Then another online CPU needs to be notified to take over the
migrator role.

The "rescheduled" part sounds like the current implementation.

> + * Furthermore the information is required in CPU hotplug
> + * path as the CPU is able to go idle before the timer
> + * migration hierarchy hotplug AP is reached. During this
> + * phase, the CPU has to handle the global timers by its

s/by its own/on its own/

> + * own and does not act as a migrator.

s/does not/must not

> + * @idle: Indicates whether the CPU is idle in the timer migration
> + * hierarchy
> + * @remote: Is set when timers of the CPU are expired remote

s/remote/remotely

> + * @wakeup_recalc: Indicates, whether a recalculation of the @wakeup value
> + * is required. It is only used when the CPU is marked idle
> + * in the timer migration hierarchy.

What does `It' refer to? Is it `wakeup_recalc' or `wakeup' ?

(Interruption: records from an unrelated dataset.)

PR #1088, opened 2022-03-13
configure: Use modern way to set AR

real-or-random:
This uses AM_PROG_AR to discover ar, which is the recommended way to do
so. Among other advantages, it honors the AR environment variable (as
set from the outside). The macro has been around since automake 1.11.2
(Dec 2011).

This commit also removes code that discovers ranlib and strip. ranlib
has been obsolete for decades (ar does its task now automatically), and
anyway LT_INIT takes care of discovering it. The code we used to set
STRIP was last mentioned in the automake 1.5 manual. Since automake 1.6
(Mar 2002), strip is discovered automatically when necessary (look for
the *private* macro AM_PROG_INSTALL_STRIP in the automake manual).

Alternative to #1086.

### DIFF
--- a/configure.ac
+++ b/configure.ac
@@ -25,24 +25,23 @@ AC_CANONICAL_HOST
 AH_TOP([#ifndef LIBSECP256K1_CONFIG_H])
 AH_TOP([#define LIBSECP256K1_CONFIG_H])
 AH_BOTTOM([#endif /*LIBSECP256K1_CONFIG_H*/])
-AM_INIT_AUTOMAKE([foreign subdir-objects])
 
-LT_INIT([win32-dll])
+# Require Automake 1.11.2 for AM_PROG_AR
+AM_INIT_AUTOMAKE([1.11.2 foreign subdir-objects])
 
 # Make the compilation flags quiet unless V=1 is used.
 m4_ifdef([AM_SILENT_RULES], [AM_SILENT_RULES([yes])])
 
 PKG_PROG_PKG_CONFIG
 
-AC_PATH_TOOL(AR, ar)
-AC_PATH_TOOL(RANLIB, ranlib)
-AC_PATH_TOOL(STRIP, strip)
-
 AC_PROG_CC
 if test x"$ac_cv_prog_cc_c89" = x"no"; then
   AC_MSG_ERROR([c89 compiler support required])
 fi
 AM_PROG_AS
+AM_PROG_AR
+
+LT_INIT([win32-dll])
 
 build_windows=no
 
--- a/.gitignore
+++ b/.gitignore
@@ -46,6 +46,7 @@ coverage.*.html
 
 src/libsecp256k1-config.h
 src/libsecp256k1-config.h.in
+build-aux/ar-lib
 build-aux/config.guess
 build-aux/config.sub
 build-aux/depcomp


real-or-random:
Force-pushed to improve commit message.

hebasto:
Concept ACK.

configure.ac
```diff
@@ -27,17 +27,14 @@ AH_TOP([#define LIBSECP256K1_CONFIG_H])
 AH_BOTTOM([#endif /*LIBSECP256K1_CONFIG_H*/])
 AM_INIT_AUTOMAKE([foreign subdir-objects])
 
+AM_PROG_AR # must be called before LT_INIT
```
hebasto, line 30: Why the comment does matter? Any docs link?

> + * @tmgroup: Pointer to the parent group
> + * @childmask: childmask of tmigr_cpu in the parent group
> + * @wakeup: Stores the first timer when the timer migration
> + * hierarchy is completely idle and remote expiry was done;
> + * is returned to timer code in the idle path; it is only

is used in the idle path only (what is the idle path (probably
obvious))

> + * valid, when @wakeup_recalc is not set
> + * @cpuevt: CPU event which could be queued into the parent group

I don't know why but it feels like s/queued/enqueued/g
But it might be a British vs American thing.

Sebastian